Feenalie Patel, MD1, Umer Bhatti, MD2, Michael Guzman, MD1, Eric Orman, MD1; 1Indiana University, Indianapolis, IN; 2Indiana University School of Medicine, Indianapolis, IN
Introduction: Inguinal herniorrhaphy with mesh is one of the most common surgical procedures done around the world. A rare complication of mesh repair is the migration of the mesh into adjacent abdominal structures, leading to fistulae and subsequently a diverse set of symptoms. We present a case of mesh erosion into the sigmoid colon presenting as an abdominal abscess.

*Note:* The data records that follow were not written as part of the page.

PR #117, opened 2022-10-23
AA-60 validate timestamp

drortirosh:
validateUserOp to return "deadline" - last valid timestamp.


contracts/bls/BLSWallet.sol
```diff
@@ -21,9 +21,12 @@ contract BLSWallet is SimpleWallet, IBLSWallet {
         aggregator = anAggregator;
     }
 
-    function _validateSignature(UserOperation calldata userOp, bytes32 requestId, address userOpAggregator) internal override view {
+    function _validateSignature(UserOperation calldata userOp, bytes32 requestId, address userOpAggregator)
+    internal override view returns (uint deadline) {
```
yoavw: uint256?  I try to be specific about sizes.

contracts/core/EntryPoint.sol
```diff
@@ -357,7 +360,11 @@ contract EntryPoint is IEntryPoint, StakeManager {
         }
         paymasterInfo.deposit = uint112(deposit - requiredPreFund);
         uint256 gas = mUserOp.verificationGasLimit - gasUsedByValidateWalletPrepayment;
-        try IPaymaster(paymaster).validatePaymasterUserOp{gas : gas}(op, opInfo.requestId, requiredPreFund) returns (bytes memory _context){
+        try IPaymaster(paymaster).validatePaymasterUserOp{gas : gas}(op, opInfo.requestId, requiredPreFund) returns (bytes memory _context, uint256 deadline){
+            // solhint-disable-next-line not-rely-on-time
+            if (deadline != 0 && deadline < block.timestamp) {
+                revert FailedOp(opIndex, address(0), "expired");
```
yoavw: Any reason to use address(0) in this case and not attribute the expiry to the paymaster if it was a paymaster expiry?  A paymaster could abuse it to invalidate many ops by returning an inconsistent value based on a storage slot, just like other invalidations by a paymaster.

contracts/core/EntryPoint.sol
```diff
@@ -316,8 +316,11 @@ contract EntryPoint is IEntryPoint, StakeManager {
             uint256 bal = balanceOf(sender);
             missingWalletFunds = bal > requiredPrefund ? 0 : requiredPrefund - bal;
         }
-        // solhint-disable-next-line no-empty-blocks
-        try IWallet(sender).validateUserOp{gas : mUserOp.verificationGasLimit}(op, opInfo.requestId, aggregator, missingWalletFunds) {
+        try IWallet(sender).validateUserOp{gas : mUserOp.verificationGasLimit}(op, opInfo.requestId, aggregator, missingWalletFunds) returns (uint256 deadline) {
```
yoavw: `deadline` is locally defined here (and in _validatePaymasterPrepayment) and not propagated up.  How will the bundler learn what the deadline is, in order to defend itself against short-lived ops and in order to drop expired ops efficiently without an additional simulation?  The simulation must return it and the bundler must be aware of it.

contracts/test/TestExpiryWallet.sol
```diff
@@ -0,0 +1,34 @@
+// SPDX-License-Identifier: GPL-3.0-only
+pragma solidity ^0.8.12;
+
+import "../samples/SimpleWallet.sol";
+
+/**
+ * A test wallet, for testing expiry.
+ * add "temporary" owners, each with a deadlline time.
```
yoavw: "deadlline" (typo)

eip/EIPS/eip-4337.md
```diff
@@ -91,7 +92,7 @@ The core interface required for a wallet to have is:
 interface IWallet {
   function validateUserOp
       (UserOperation calldata userOp, bytes32 requestId, address aggregator, uint256 missingWalletFunds)
-      external;
+      external returns (uint256 deadline);
```
yoavw, line 95: Should probably explain what this return value means.

And then also return this value during simulation so that the bundler can learn this value and drop expired ops without re-simulating them.  Maybe even mention that bundlers should defend themselves against expirations that are too short and unlikely to make it into a block.  And that they should keep track and drop expired ops without simulating again.

Also, before merging the "private" version of the EIP to the public one, be sure to merge with the public one.  There were some minor changes there since we last pushed from here.

drortirosh: ok. didn't update the EIP comments yet, only the sol files..

contracts/core/EntryPoint.sol
drortirosh: it was. but then I copy-and-pasted the line...

eip/EIPS/eip-4337.md
```diff
@@ -76,7 +77,7 @@ function handleAggregatedOps(
 
 function simulateValidation
     (UserOperation calldata userOp, bool offChainSigCheck)
-    external returns (uint256 preOpGas, uint256 prefund, address actualAggregator, bytes memory sigForUserOp, bytes memory sigForAggregation, bytes memory offChainSigInfo) {
+    external returns (uint256 preOpGas, uint256 prefund, uint256 deadlne address actualAggregator, bytes memory sigForUserOp, bytes memory sigForAggregation, bytes memory offChainSigInfo) {
```
shahafn: deadline (typo)

eip/EIPS/eip-4337.md
```diff
@@ -101,6 +102,7 @@ The wallet
 * MUST pay the entryPoint (caller) at least the "missingWalletFunds" (which might be zero, in case current wallet's deposit is high enough)
 * The wallet MAY pay more than this minimum, to cover future transactions (it can always issue `withdrawTo` to retrieve it)
 * The `aggregator` SHOULD be ignored for wallets that don't use an aggregator
+* The return value `deadline` is either zero, or the last timestamp this request is deemed valid.
```
shahafn: Zero value should be explained to mean indefinitely, I think.

eip/EIPS/eip-4337.md
yoavw: And also missing , between deadline and address

PR #118, opened 2022-10-23
Clarify wallet factory behavior when the wallet already exists

derekchiang:
Currently, when a wallet already exists, it's not clear if [`entryPoint.getSenderAddress()`](https://github.com/eth-infinitism/account-abstraction/blob/699ecca1770f7e561bbc01e4e15e30ce2a50ebcb/contracts/core/EntryPoint.sol#L289-L292) will revert or not, since that depends on the internal logic of the wallet factory.  For example, if the factory is [`SimpleWalletDeployer`](https://github.com/eth-infinitism/account-abstraction/blob/699ecca1770f7e561bbc01e4e15e30ce2a50ebcb/contracts/samples/SimpleWalletDeployer.sol), `getSenderAddress()` reverts because `SimpleWalletDeployer` reverts if the wallet already exists.

I'm updating the spec to clarify that the wallet factory should return the address even if the wallet already exists, since that's more friendly to clients who don't want to keep track of deployed wallet addresses, such as the [`SimpleWallet` client](https://github.com/eth-infinitism/bundler/blob/d5071dbfb22206f013b7b28ee188afa546265897/packages/sdk/src/SimpleWalletAPI.ts).


drortirosh:
👍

Methods: A 62 year-old male with history of previous inguinal repairs (right and left elective hernia repairs were twenty and two years ago, respectively, without bowel resection or complications) presented with sharp and intermittent left lower quadrant abdominal pain near his left groin for three to four days. He did not appear in extremis; vital signs were within normal limits and a comprehensive metabolic panel and complete blood count were unremarkable. CT of the abdomen and pelvis suggested a left anterior pelvic abscess. A clinical diagnosis of a diverticular abscess was made, though no underlying diverticulosis was identified on imaging and the patient had not had a prior colonoscopy. The patient was administered intravenous piperacillin-tazobactam, transitioned to oral antibiotics, and discharged after an unremarkable hospital course, with plan for outpatient colonoscopy to rule out malignancy as an etiology for his diverticulitis. On outpatient colonoscopy, patient was noted to have mesh extruding into the sigmoid colon without adjacent mucosal inflammation. He had a repeat CTAP, which demonstrated a contained left pelvic wall/abdominal wall abscess communicating with the sigmoid colon. Colorectal surgery was consulted and the patient ultimately underwent an open sigmoidectomy and mesh explanation with repair of the left inguinal hernia with Viceryl mesh. Discussion: Mesh migration into adjacent abdominal viscera is a rare complication that can present early to many years after the procedure. These can manifest in a variety of presentations, from mild abdominal pain to life threatening conditions, such as bowel obstruction, peritonitis, and as in our case, a colonic fistula which was presumed to be a diverticular abscess, with actual etiology only detected on colonoscopy done to rule out underlying malignancy. Early recognition is important to avoid superimposed infection, fibrosis, and further complications, as well as to lead to appropriate management, which is often surgical repair. This case highlights the importance of recognizing mesh erosion in patients with abdominal pain with history of hernia repair.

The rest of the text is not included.